The upshot of this new constitutional rule is that religious employers now have carte blanche to discriminate against workers. After all, if anyone sues, their employer can simply deem them “ministerial” under Alito’s deferential test, thwarting litigation. (Indeed, that appears to be exactly what happened to Biel and Morrissey-Berru.) As Sotomayor pointed out in her scathing dissent, Alito’s “laissez-faire analysis appears to allow that employer to make employment decisions because of a person’s skin color, age, disability, sex, or any other protected trait for reasons having nothing to do with religion.”

The court, Sotomayor continued, defeated the very purpose of civil rights laws by allowing employers “to decide for themselves whether discrimination is actionable.” In short, it “traded legal analysis for a rubber stamp.” Alito’s opinion, she concluded, “absolves religious institutions of any animus completely irrelevant to their religious beliefs or practices and all but forbids courts to inquire further about whether the employee is in fact a leader of the religion. This sweeping result is profoundly unfair.”

After Wednesday’s decision, every competent lawyer counseling a religious institution will advise their client to foist some minimal “religious duties” on lay employees to shield themselves from lawsuits. The powerful law firm Alliance Defending Freedom has already mastered this trick. In 2015, its lawyers advised religious employers to dump some trivial religious responsibilities on receptionists—like directing them to “provide religious resources”—so they would qualify as “ministers” and lose legal protections.
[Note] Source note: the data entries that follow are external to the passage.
PR #1170, opened 2020-07-14
Add public non-beacon post

mborof:


src/runtime/fetcher.js
```diff
@@ -40,6 +40,14 @@ export class Fetcher {
...
    */
   sendBeacon(unusedUrl, unusedData) {}
+
+  /**
+   * POST data to a URL endpoint, get a Promise for a response
+   * @param {!string} unusedUrl
+   * @param {!string|!Object} unusedMessage
+   * @return {!Promise<!../utils/xhr.FetchResponse>}
+   */
+  postMessage(unusedUrl, unusedMessage) {}
```
ChrisAntaki, line 50: How about the name `sendPost`? I like `postMessage`, but it's already being used by an important JS API https://developer.mozilla.org/en-US/docs/Web/API/Window/postMessage

mborof: Sure

PR #1171, opened 2020-07-14
Create toTimestamp

mborof:


src/utils/date-utils-test.js
```diff
@@ -0,0 +1,43 @@
...
+ * @param {*} val
+ * @return {boolean}
+ */
+function isInteger(val) {
+  return Math.floor(val) === Math.ceil(val);
+}
+
+describe('toTimestamp', () => {
+  it('should create a timestamp', () => {
+    const date = new Date();
```
ChrisAntaki, line 30: To make this test more readable, could you use a consistent seed for the Date? https://developer.mozilla.org/en-US/docs/Web/JavaScript/Reference/Global_Objects/Date/Date

This would allow for simple values in the expectations instead of needing to repeat equations in the test

ChrisAntaki:
Thanks for making this small PR, so easy to review

src/utils/date-utils-test.js
mborof: sure

ChrisAntaki, line 30:
```suggestion
    const date = new Date(819199441032);
```

You can pass the timestamp directly to the `Date` constructor

src/utils/date-utils-test.js
```diff
@@ -0,0 +1,43 @@
...
+ * @return {boolean}
+ */
+function isInteger(val) {
+  return Math.floor(val) === Math.ceil(val);
+}
+
+describe('toTimestamp', () => {
+  it('should create a timestamp', () => {
+    const date = new Date(819199441032);
+    date.setTime(819199441032);
```
mborof, line 31:
```suggestion
```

This tactic will almost certainly become commonplace in the wake of Morrissey-Berru.

There are about 150,000 employees in the country’s Catholic schools. Morrissey-Berru will yank a large number of them outside state and federal protections against invidious discrimination. But the fallout won’t end there. As Sotomayor noted, the decision also affects “the rights of countless coaches, camp counselors, nurses, social-service workers, in-house lawyers, media-relations personnel, and many others who work for religious institutions.” From now on, these employees “could be subject to discrimination for reasons completely irrelevant to their employers’ religious tenets.”

Morrissey-Berru comes on the heels of Espinoza v. Montana, a 5–4 decision that will force a majority of states to fund parochial schools. Taken together, these two decisions mark a startling expansion of constitutional “religious liberty.” Most states must now provide taxpayer money to parochial schools—yet they are handcuffed from enforcing their own civil rights laws against the institutions they fund. The Supreme Court has not only bulldozed the wall separating church and state; it has also handed religious institutions a trump card they can use when the state asks them to follow the rules that apply to the rest of us. Religious liberty is a fundamental American value. But in the hands of this court, it has become a weapon that employers can use to make the rest of us less free.